Use of AIDE, Tripwire on Proxmox VE nodes

[Libero_AT]

Hello everyone,

I am reviewing log and file integrity monitoring options for Proxmox VE hosts, especially for detecting possible tampering with system logs or important configuration files.

We are considering standard file integrity monitoring tools such as AIDE or Tripwire. We understand that these are Debian packages and not Proxmox-specific tools, but we would like to confirm whether they are appropriate to use on Proxmox VE nodes.

My questions are:

• Is it common practice to install such file integrity monitoring tools on Proxmox VE nodes?
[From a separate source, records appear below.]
PR #4080, opened 2023-11-15
MSC XXXX: Cryptographic Identities (Client-Owned Identities)

devonh:
[Rendered](https://github.com/devonh/matrix-spec-proposals/blob/cryptoIDs/proposals/XXXX-cryptographic-identities.md)

### DIFF
--- a/proposals/XXXX-cryptographic-identities.md
+++ b/proposals/XXXX-cryptographic-identities.md
@@ -69,13 +69,20 @@ A `txn_id` is added to the request parameters. Clients should generate an ID uni
 access token; it will be used by the server to ensure idempotency of requests.
 
 Request:
-```json
+```
 {
     pdus:  [
-        room_version:  string,
-        via_server:  string,  //  optional
-        pdu: PDU  //  signed  PDU
+        PDUInfo    
     ]
+}
+```
+
+PDUInfo:
+```
+{
+    room_version:  string,
+    via_server:  string,  //  optional
+    pdu: PDU  //  signed  PDU
 }
 ```
 
@@ -96,7 +103,7 @@ needs to be told which pseudoID to correlate to this room for this user.
 The response includes the new fields: `room_version` and `pdus`.
 
 Request:
-```json
+```
 {
     ...,
     sender_id: string
@@ -104,7 +111,7 @@ Request:
 ```
 
 200 OK Response:
-```json
+```
 {
     room_id: string,
     room_version: string,
@@ -140,7 +147,7 @@ the event to the invited user’s homeserver.
 **TODO**: document /make_invite & /send_invite endpoints
 
 200 OK Response:
-```json
+```
 {
     pdu:  PDU
 }
@@ -153,7 +160,7 @@ These are added to help the client when sending the join event to the `/send_pdu
 server chosen by the homeserver to perform the join via.
 
 200 OK Response:
-```json
+```
 {
     room_id: string,
     room_version: string,
@@ -167,7 +174,7 @@ server chosen by the homeserver to perform the join via.
 The leave endpoint is extended to return a `pdu` for the client to sign.
 
 200 OK Response:
-```json
+```
 {
     pdu:  PDU 
 }
@@ -178,7 +185,7 @@ The leave endpoint is extended to return a `pdu` for the client to sign.
 The `/send` & `/state` endpoints are extended to return the `pdu` in the response for the client to sign.
 
 200 OK Response:
-```json
+```
 {
     event_id: string,
     pdu:  PDU
@@ -191,7 +198,7 @@ A `one_time_pseudoids` field is added to the `/keys/upload` endpoint in order to
 the purposes of inviting the user to new rooms.
 
 Request:
-```json
+```
 {
     ...,
     one_time_pseudoids: map[string]OneTimePseudoID
@@ -199,7 +206,7 @@ Request:
 ```
 
 200 OK Response:
-```json
+```
 {
     ...,
     one_time_pseudoid_counts: map[string]int
@@ -207,7 +214,7 @@ Request:
 ```
 
 OneTimePseudoID: 
-```json
+```
 “algorithm:KeyID”: {
     “key”: ”base64_bytes”
 }
@@ -220,7 +227,7 @@ The `/sync` endpoint will need to be extended to report the one-time pseudoID co
 `one_time_pseudoids` for that algorithm.
 
 200 OK Response:
-```json
+```
 {
     ...,
     one_time_pseudoids_count: map[string]int
@@ -234,7 +241,7 @@ all pseudoIDs to regular mxids when sending events to the client. Then the clien
 internally in order to correctly sign future events sent to the room.
 
 200 OK Response (InvitedRoom JSON Object):
-```json
+```
 {
     invite_state:  InviteState,
     one_time_pseudoid: string
--- a/proposals/XXXX-cryptographic-identities.md
+++ b/proposals/XXXX-cryptographic-identities.md
@@ -1,0 +1,409 @@
+# Cryptographic Identities (Client-Owned Identities)
+**THIS MSC IS IN PROGRESS AND WILL CHANGE AS IMPLEMENTATIONS LAND**
+
+Today’s Matrix does not allow users to move their account between homeservers. It would be beneficial to be able 
+to move a user account from one homeserver to another while allowing that user to maintain their existing room 
+memberships, power levels in those rooms, message history, account data and end-to-end encrypted sessions.
+
+With Pseudonymous Identities (pseudoIDs) we have decoupled a user’s mxid from the identity used to track room 
+membership. The new pseudoIDs (also known as user_room_keys/senderids) are both created and managed 
+entirely by the homeserver. PseudoIDs was the first step towards having portable accounts in Matrix.
+
+With Cryptographic Identities we aim to take portable accounts one step further by moving the Pseudonymous 
+Identities off the server and onto the client in order for the client to have full ownership over their identity.
+Clients are then responsible for performing full event signing on a per-event basis. This step brings us closer to
+portable accounts primarily in two ways.
+
+1.  Users now fully own their identity in the Matrix ecosystem and have the control to move their identity.
+2.  It improves the security of the Matrix ecosystem by making it more difficult for a homeserver to act maliciously
+on a client’s behalf. This is particularly important once accounts are portable in order to prevent a homeserver from
+being able to continue operating on a user’s behalf after that user has moved their account off the homeserver.
+
+Cryptographic Identities does not get us all the way to having account portability. Further MSC/s will be required to
+create the appropriate endpoints and other changes in order to successfully port a user’s account from one homeserver
+to another.
+
+## Proposal
+
+PseudoIDs are generated and stored by the client. When joining a room for the first time, a pseudoID should be
+generated for that room. All events are signed by the client using their pseudoID and are no longer signed by the
+user’s homeserver with the exception of the mxid_mapping in the m.room.member event.
+
+### Event Signing
+
+Events are required to be signed by the pseudoID. In order for this to work with client-owned keys, clients need to
+obtain the full version of events before they can be signed. This proposal introduces a few changes to the C-S API
+endpoints used to send events between the client and the server. Any C-S API endpoint which previously was used to
+send events, now returns the fully formed version of those event/s to the client (minus the signatures block). The
+event/s are no longer processed by the server while handling these endpoints. The client then signs the event/s and
+forwards them to the server via a new `/send_pdus` endpoint. When handling events sent to this new endpoint the server
+should process the event/s like normal by adding them to their respective rooms.
+
+A homeserver should avoid processing room events from the client until they have been sent via the `/send_pdus`
+endpoint to ensure the client actually signs the event so it can be successfully sent into the room.
+
+### Endpoint Additions
+
+##### POST /_matrix/client/v1/send_pdus/{txnId}
+
+**Rate-limited**: Yes
+**Requires authentication**: Yes
+
+Fully formed PDUs are sent to this endpoint to be committed to a room DAG. Clients are expected to have signed the
+events sent to this endpoint. Homeservers should reject any event which isn’t properly signed by the client.
+
+Events sent to this endpoint are processed in the order they are received. A homeserver should check the validity of
+each event before sending it to the room. This includes verifying the signature of the event matches the pseudoID
+found in the `sender` field of the event. If the event is for a `remote` invite or join, the relevant `/send_invite`
+or `/send_join` over federation should be performed prior to adding the event to the room.
+
+If any event is invalid all events are rejected by the homeserver. Invalid events include those that are not correctly
+signed, whose event fields are invalid (such as a state event missing a `state_key` field), or the homeserver deems
+the event invalid for some other reason. This approach is taken because this failure mode is most likely due to a
+programming error. Failures of this nature result in a HTTP status 400. A [standard error response](https://spec.matrix.org/v1.8/client-server-api/#standard-error-response)
+will be returned. As well as the normal common error codes, other reasons for rejection include:
+
+-   M_DUPLICATE_ANNOTATION: The request is an attempt to send a [duplicate annotation](https://spec.matrix.org/v1.8/client-server-api/#avoiding-duplicate-annotations).
+
+A `txn_id` is added to the request parameters. Clients should generate an ID unique across requests with the same
+access token; it will be used by the server to ensure idempotency of requests.
+
+Request:
+```json
+{
+    pdus:  [
+        room_version:  string,
+        via_server:  string,  //  optional
+        pdu: PDU  //  signed  PDU
+    ]
+}
+```
+
+### Endpoint Changes
+
+Effected endpoint versions all need to be bumped since the underlying behaviour is changed with this proposal. When
+hitting any of these endpoints the resulting events are no longer immediately added to the room. Instead the client
+is required to send the returned event/s to the `/send_pdus` endpoint after signing them in order for the event/s to
+be added to the room DAG.
+
+##### POST /_matrix/client/v4/createRoom
+
+Room creation adds a new `sender_id` field to the request body. The `sender_id` must be valid [Unpadded Base64](https://spec.matrix.org/v1.8/appendices/#unpadded-base64)
+and 32 bytes in size in order to be a valid ed25519 public key. This field is used for the homeserver to be able to
+fully create all the necessary room creation events on behalf of the client. Since this is a new room the homeserver
+needs to be told which pseudoID to correlate to this room for this user.
+
+The response includes the new fields: `room_version` and `pdus`.
+
+Request:
+```json
+{
+    ...,
+    sender_id: string
+}
+```
+
+200 OK Response:
+```json
+{
+    room_id: string,
+    room_version: string,
+    pdus:  [  PDU ]
+}
+```
+
+##### POST /_matrix/client/v4/rooms/{roomId}/invite
+
+Inviting users to a room has a number of changes in order to make it work. First, since the pseudoID for a given user
+and room needs to be created by the client, we cannot rely on the existing invite sequence which relies on the invited
+user’s homeserver to fully populate the invite event. Instead we need a way for the invited user to be part of the
+loop and provide a pseudoID in order to finalize the event. It would not be acceptable to require the invited client
+to be available at all times in order to respond to an invite request in real time. Matrix does not currently have a
+requirement that client communications be synchronous and this proposal seeks to preserve asynchronous communications
+when participants are unreachable. Instead, this proposal introduces the concept of one-time pseudoIDs.
+
+One-time pseudoIDs are uploaded to the user’s homeserver so that they can be claimed and used whenever that user
+receives a room invite. In order for a user to be available for invite, one-time pseudoIDs should be created and
+uploaded to a user’s current homeserver. This should take the same shape as one-time keys for encryption do today.
+The one-time pseudoIDs should be signed by the device’s ed25519 key to verify they were created by that device.
+
+When a client wants to invite a new user to a room for the first time, they need to query the invited user’s
+homeserver for one of the invited user’s one-time pseudoIDs. They can then use that pseudoID to create an invite
+event for the user.
+
+The invite response includes a new `pdu` field.
+
+Two new endpoints are also added to the S-S API: `/make_invite` & `/send_invite`. These endpoints are required in
+order to split out generating an invite event, and having the inviting client sign that event, from actually sending
+the event to the invited user’s homeserver.
+
+**TODO**: document /make_invite & /send_invite endpoints
+
+200 OK Response:
+```json
+{
+    pdu:  PDU
+}
+```
+
+##### POST /_matrix/client/v4/join/{roomIdOrAlias} && POST /_matrix/client/v4/rooms/{roomId}/join
+
+A number of fields are added to the response of the `/join` endpoints: `room_version`, `via_server`, and `pdu`.
+These are added to help the client when sending the join event to the `/send_pdus` endpoint. The `via_server` is the
+server chosen by the homeserver to perform the join via.
+
+200 OK Response:
+```json
+{
+    room_id: string,
+    room_version: string,
+    via_server: string,
+    pdu:  PDU
+}
+```
+
+##### POST /_matrix/client/v4/rooms/{roomId}/leave
+
+The leave endpoint is extended to return a `pdu` for the client to sign.
+
+200 OK Response:
+```json
+{
+    pdu:  PDU 
+}
+```
+
+##### PUT /_matrix/client/v4/rooms/{roomId}/send/{eventType}/{txnId} && PUT /_matrix/client/v4/rooms/{roomId}/state/{eventType}/{stateKey}
+
+The `/send` & `/state` endpoints are extended to return the `pdu` in the response for the client to sign.
+
+200 OK Response:
+```json
+{
+    event_id: string,
+    pdu:  PDU
+}
+```
+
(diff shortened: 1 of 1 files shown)


proposals/4080-cryptographic-identities.md
```diff
@@ -0,0 +1,411 @@
...
+
+Requiring the `master_signing_key` to sign a join event in order to attest a user is who they claim to be would
+typically require the user to enter their recovery passphrase every time they join a room. This is because clients
+do not usually store this key. This would lead to a large burden on users and would be best to avoid if at all 
+possible.
+
+### Additional Attack Vectors
+
+Clients can modify events prior to signing them and sending them to the server for processing. This can lead to
+issues if the client were to change something such as the `prev_events` which could lead to further problems.
```
neilalexander, line 339: This is more than just an attack vector — it's a fundamental part of how events are created and it cannot be an afterthought.

As it stands today, clients generally know nothing of `prev_events` or forward extremities. When the client wants to send an event into a room, it sends a "client event" containing only client-controlled data to the server, which the server then pads out and populates with additional fields and signatures. The `prev_events` form the DAG relationships between events and populating the `prev_events` with as many real forward extremities as possible is what keeps the graph moving in a forward direction and prevents long-lived forks in the room graph (ideally).

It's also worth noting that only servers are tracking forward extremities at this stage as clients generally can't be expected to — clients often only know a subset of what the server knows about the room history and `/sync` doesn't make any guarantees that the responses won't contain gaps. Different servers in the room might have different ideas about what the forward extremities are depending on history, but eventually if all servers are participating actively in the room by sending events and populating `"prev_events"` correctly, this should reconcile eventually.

Specifically, are there any known negative impacts when running these tools on Proxmox VE hosts, for example on Proxmox VE services, cluster configuration, package updates, etc.?
• Are AIDE, Tripwire, or similar Debian file integrity monitoring tools available through the standard Debian repositories normally configured on a Proxmox VE installation?
• From a Proxmox support perspective, is installing such Debian-standard monitoring tools generally considered acceptable, as long as they are installed from standard repositories?

If there is any mention in the official documentation, or in previous forum threads that clarify this, I would be grateful if you could share them.

Thank you in advance.

 

[JTY]

While I haven't used AIDE or Tripwire on Proxmox hosts, I do run Wazuh which performs similar function among other things. I've been using it for years on Proxmox and other servers without any issues.